**Required work:** Copy the lines exactly. Begin at the first line of the data and stop after the line with "1. locally, during".

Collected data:

Issue #3488, opened 2026-08-16
test: autonat_v2::tests::test_dynamic_protocol_change is timing-flaky and reddens unrelated PRs


chefsale:
## Summary

`autonat_v2::tests::test_dynamic_protocol_change` in `crates/network/primitives/src/autonat_v2/mod.rs` fails intermittently under load with

```
thread 'autonat_v2::tests::test_dynamic_protocol_change' panicked at
  libp2p-swarm-test-0.6.0/src/lib.rs:176:13:
expected 2 items from first swarm but got 3
```

The assertion counts swarm events, and a third event arriving within the window makes it fail. It passes reliably in isolation and fails under parallel load, so it is a timing assumption rather than a logic defect.

## Impact

- **Severity: CI reliability.** No product defect.
- **Blast radius:** any PR that runs `cargo test`, regardless of what it changes.
- **Real-world consequence:** it fails on changes that contain no Rust at all, so the red job points at an innocent PR and costs a re-run plus the time to establish that it is unrelated. Observed twice in one session:
  1. locally, during a full `cargo test --workspace` under parallel load — passed immediately when re-run alone
  2. on #3463, a PR containing only a Python script and CI YAML — passed on re-run

Each occurrence needs someone to open the log and confirm it is spurious, which is exactly the cost a flaky test imposes.

## Steps to reproduce

1. `cargo test --workspace` on a machine with other work in flight (several cargo jobs, or a loaded CI runner).
2. Observe the failure above in `calimero-network-primitives`.
3. `cargo test -p calimero-network-primitives autonat_v2::tests::test_dynamic_protocol_change` — passes.

Actual: fails under load, passes in isolation. Expected: deterministic either way.

## Criteria for resolving

- [ ] The test asserts on the events it cares about rather than on an exact count, so an extra swarm event within the window does not fail it — or it drives the swarms deterministically instead of relying on timing
- [ ] It passes with the rest of the suite running concurrently, not only in isolation (e.g. repeated `cargo test --workspace` runs on a loaded machine)
- [ ] If it cannot be made deterministic, it is marked `#[ignore]` with a stated reason and the coverage it provides is named, matching the convention used elsewhere in the repo
- [ ] `cargo fmt --check`, `cargo clippy`, and `cargo test` pass

---

Not a finding of the `unreachable-subsystems` audit (#3438) — encountered repeatedly while running its verification and filed so the cost is recorded rather than absorbed silently.

PR #3505, opened 2026-08-17
refactor(op-adapter)!: delete the stand-in account

### LINKED ISSUE #3414: Delete the legacy stand-in account bridge (#3346 step 5, never landed)
## Summary

#3346 step 5 — *"delete `legacy_account_id`, `legacy_authorship`, `accounts_to_member_keys`, `member_key_for_account`, and `account_for_author`'s precedence logic"* — never landed. #3346 auto-closed when #3391 merged the wire flip, but the deletion that flip was justified by is still outstanding.

Two of the five are gone (`accounts_to_member_keys`, `member_key_for_account`, both 0 refs). The rest remain.

## Why it matters

The epic's own argument: two representations of "who acted" coexisting **is** the bug. It already produced a `scope_root` split in #3320, and `account_for_author`'s precedence rules exist *only* because the bridge does. `legacy_account_id`'s doc says it plainly:

> Living in the adapter — the crate that is deleted at cutover — is what keeps it from outliving the transition.

It has outlived the transition.

## Scoping: the raw counts are misleading

Raw: `legacy_account_id` 56, `legacy_authorship` 15, `account_for_author` 13, `writer_account` 7. Splitting on the `cfg(test)` boundary in each file gives a very different picture.

**Production is four call sites:**

| site | what it is |
| --- | --- |
| `context/src/scope_projection.rs:141` | `account_for_author`'s key-derived fallback |
| `context/src/scope_projection.rs:187` | `legacy_authorship(author)` in `build_op` |
| `op-adapter/src/lib.rs:86` | `writer_account`'s fallback |
| `op-adapter/src/lib.rs:96` | `legacy_authorship`'s body |

Everything else — roughly 86 references — is **test fixtures that deliberately construct stand-ins**. `unified_op_store.rs` (cfg at 91, refs at 158/167/178) and `unified_applier.rs` (cfg at 94, refs at 156/165/176) are entirely test code, as is `scope_projection.rs` past 2029 and `op-adapter` past 546.

## Is the fallback still reachable? Measured, not assumed

Instrumented `account_for_author`'s fallback and ran the fold-equivalence suites (`projection_membership_equivalence`, `per_device_authorization`, `local_group_governance_convergence`):

- **13 hits total**
- **9 with `view_knows=false`** — the derived id names nobody. Harmless: authorization correctly answers "not authorized".
- **4 with `view_knows=true`** — all from one test, `a_folded_join_device_does_not_hide_an_inherited_admin`, which **seeds the condition itself**:

```rust
.save(&ns, &meta(calimero_op_adapter::legacy_account_id(&admin)))
```

`view_knows_author` matches because `root.1 == genesis_admin` equals the derived id — the fixture built exactly that. Production writes real accounts at every `admin_identity` site (`admin_account`, `founder`, or the placeholder).

**Conclusion: production no longer names a real principal by a bare key.** The fallback fires only for principals nobody knows.

## Also found: dead code in `account_for_author`

```rust
let own = legacy_account_id(key);
if view_knows_author(view, &own, root) { return own; }
own
```

Both branches return `own`; the `view_knows_author` call has no effect. Almost certainly a leftover from when the binding/derived precedence was reversed. Its doc comment is stale too — it cites `SubgroupCreated.admin` as a source of key-derived ids, but that field is `AccountId` now and the encoder explicitly passes the carried account.

## Proposed slices

- **A — remove the dead branch** in `account_for_author` and refresh its stale doc. No behaviour change; confirms the baseline.
- **B — convert the fold-equivalence fixtures** to real accounts, in file-sized chunks. This is the actual cost and the actual risk: these tests are the proof that the unified projection matches the live resolvers, so each must keep proving the same property with real accounts rather than derived ones.
- **C — delete the four production sites and the four functions.** A formality once B lands, and `writer_account`'s documented footgun (*"a writer set seeded before its writer enrolls holds that key's stand-in"*) disappears with it.

## Method note for whoever picks this up

Two instrumentation attempts returned a confident `0` while being structurally blind: `#[cfg(test)]` statics (integration tests do not compile the lib with `cfg(test)`) and `tracing::warn!` (no subscriber installed in these tests). Only `eprintln!` observed the 13 hits. Verify the instrument fires before trusting a zero here.

chefsale:
Closes #3414. `legacy_account_id`, `writer_account` and `legacy_authorship` are
gone, and `src/legacy.rs` with them.

The stand-in hashed a signing key into an account-shaped id, from before accounts
existed. Every row is keyed by a real account now, so it named a principal
nowhere — and because it was account-*shaped* and different per key, "we could
not attribute this op" was indistinguishable from "this is somebody" at every
site that saw it. That is what let it break three separate downstream checks
silently, each found and fixed in turn: a join whose device could not be
cross-checked (#3494), a key rotation dropped by the account-plane fold, and a
writer set refused to its own owner (#3500).

Two things had kept it alive.

## The writer plane was asking the wrong table

`account_for_group` read `AccountBindingRepository`, which is populated by
**applied ops** — so it knew a key's account only once that key's device link had
landed, which for the node currently creating a context has not happened. That
window is why the fallback looked load-bearing, and it is what I previously
believed made this flag-day work.

It isn't. This node's own `NodeDevice` row is minted locally by `ensure_enrolled`
from its own account root and needs no ops at all, so the account is always
available — the code was simply asking the propagated table instead of its own.
`account_for_context` already documented the invariant, *"there is no state in
which this node has no account to name"*, and it now actually holds.

So the plane splits cleanly:

| whose key | resolved from |
| --- | --- |
| this node's own | the local device row — always known |
| somebody else's | the folded binding, or nothing |

## An unattributable op still needs an authorship

It gets `Authorship::unattributed`, naming `UNATTRIBUTED_ACCOUNT` — a value no
genesis can produce.

**A sentinel and not an `Option`, on purpose.** Every gate on this plane asks
whether the author equals some real principal, so a value that matches nothing
**fails closed everywhere by construction**: membership, admin, ownership and the
account-plane handoff check all answer "no" without any of them needing a case
for it. An `Option` would put that decision in a dozen places and depend on each
getting it right — and the fold cannot resolve the author itself (reading a
binding mid-fold splits the root by arrival order), so the field has to stay
carried regardless.

`device_key` is still recorded there, because it is a fact: that key signed the
op and `Op::verify` checks the signature against it. Only the principal it speaks
for is unknown.

Needed one small addition: a `const fn from_raw` on the id macro in
`calimero-primitives`, since `From<[u8; 32]>` cannot be `const` and a sentinel
has no other way to be a `const` item.

## Tests converted, not deleted

What they assert changes, so they were rewritten rather than dropped:

- **A revoked device resolves to nobody**, not to a stable stand-in. That retires
  the footgun the old test pinned: a writer set naming a device's stand-in kept
  admitting the key *after* revocation, because the stand-in outlived the
  binding. There is no such account to name now.
- The op-adapter test that showed a *derived* account is a member of nothing now
  shows the **sentinel** is — which is the property the fail-closed argument
  rests on.

## Compatibility

Deliberately not preserved, per the call on this: pre-credential data whose joins
carried no credential resolves to `unattributed` and is inert.

## Verification

`cargo fmt --check`, `clippy --workspace --all-targets -D warnings`, the
`mock-attestation` clippy and test runs, and `cargo test --workspace` all pass.

`--exclude cargo-mero` on the workspace run: that crate holds
`bundle_produces_signed_mpk`, which needs a wasm32 fixture and an isolated
target dir, and which CI's own main Rust job skips for that reason
(`--skip bundle_produces_signed_mpk`). The dedicated `cargo-mero-e2e` job still
runs it, so this matches CI rather than hiding anything.

One unrelated flake showed up and passed on retry:
`autonat_v2::tests::test_dynamic_protocol_change`, which is #3488 — network code
this change does not touch.


chefsale:
### Fixes the two red E2E jobs: a paired device could not name its account

`shared-storage-account-writers-two-devices` and `account-device-revoke-lockout` both died at `crates/governance-store/src/node_device.rs:680`:

```
this node already holds device 624345ca… for account 9705d753… in ContextGroupId(…),
and it is linked — its replica state is held under that id. Moving a machine between
accounts means revoking the existing device first
```

That account is Alice's — the one node-3 had just been paired onto.

**Cause.** This PR's `account_for_group` resolved the account by *enrolling* (`ensure_enrolled`), which mints this node's device from its **own** account root. Right for a node that speaks for itself, wrong for a paired one: a paired row names an account rooted at another node's key, and enrolment is entitled to replace such a row — that is how a mistyped `pair-init` is recovered from. As a resolver, that entitlement is destruction in two ways:

- a **linked** pairing is refused outright, so every call on a correctly paired device fails (`my_account` → `InternalError`, both red jobs);
- an **unlinked** pairing — the window between `pair-init` and the certificate applying — is silently re-minted instead, taking the KEM secret the in-flight certificate is addressed to, so pairing can never complete. Nothing in CI catches that half.

The file's own tests already name this bug class (`a_paired_device_is_reusable_and_is_not_re_minted_over`: *"the pull called `ensure_enrolled`, which releases a row belonging to another account and mints a replacement"*). The new resolver repeated it.

**Fix.** Read the held row as `reusable_device` — the primitive that exists for callers needing to be *addressable* rather than to be *themselves* — and fall back to the account root when nothing usable is held. The fallback names the same account `ensure_enrolled` would in both remaining cases (no row, revoked row) without releasing the row to do it: one `NodeDeviceIdentity` row serves every namespace while a revocation is per-namespace, so an enrolling resolver would let a read in the namespace that revoked this device spend the device it still holds in the others. Minting stays with the enrolment path, which knows what it is enrolling into. Creation-time behaviour this PR was built for is unchanged: no row → own-root account.

**Reproduction** — three tests in `node_device.rs`, the first two red before the fix, the first with the byte-identical error above:

| test | before | after |
| --- | --- | --- |
| `a_paired_device_resolves_the_account_it_speaks_for` | FAILED: `already holds device … and it is linked` | ok |
| `resolving_the_account_never_re_mints_over_the_held_device` | FAILED: wrong account, device + KEM secret replaced | ok |
| `a_revoked_device_stops_naming_the_account_it_spoke_for` | ok | ok (pins the fix from over-correcting) |

The first is the in-process form of the scenario's own `json_equal({{phone_account}}, {{alice_account}})` assertion.

`cargo fmt --check`, `clippy --all-targets -D warnings`, `cargo test -p calimero-governance-store` (566) and `-p calimero-context` (292) green locally; the two scenarios are the real proof and run on this push.

Unrelated leftover, flagged not fixed: `account_for_context`'s doc still says the account is scoped to the namespace ("accounts in two namespaces stay uncorrelatable"), which this PR's own `the_creation_time_resolver_trap_is_gone` contradicts ("an account is no longer scoped to anything").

**The completed task:**
Issue #3488, opened 2026-08-16
test: autonat_v2::tests::test_dynamic_protocol_change is timing-flaky and reddens unrelated PRs


chefsale:
## Summary

`autonat_v2::tests::test_dynamic_protocol_change` in `crates/network/primitives/src/autonat_v2/mod.rs` fails intermittently under load with

```
thread 'autonat_v2::tests::test_dynamic_protocol_change' panicked at
  libp2p-swarm-test-0.6.0/src/lib.rs:176:13:
expected 2 items from first swarm but got 3
```

The assertion counts swarm events, and a third event arriving within the window makes it fail. It passes reliably in isolation and fails under parallel load, so it is a timing assumption rather than a logic defect.

## Impact

- **Severity: CI reliability.** No product defect.
- **Blast radius:** any PR that runs `cargo test`, regardless of what it changes.
- **Real-world consequence:** it fails on changes that contain no Rust at all, so the red job points at an innocent PR and costs a re-run plus the time to establish that it is unrelated. Observed twice in one session:
  1. locally, during a full `cargo test --workspace` under parallel load — passed immediately when re-run alone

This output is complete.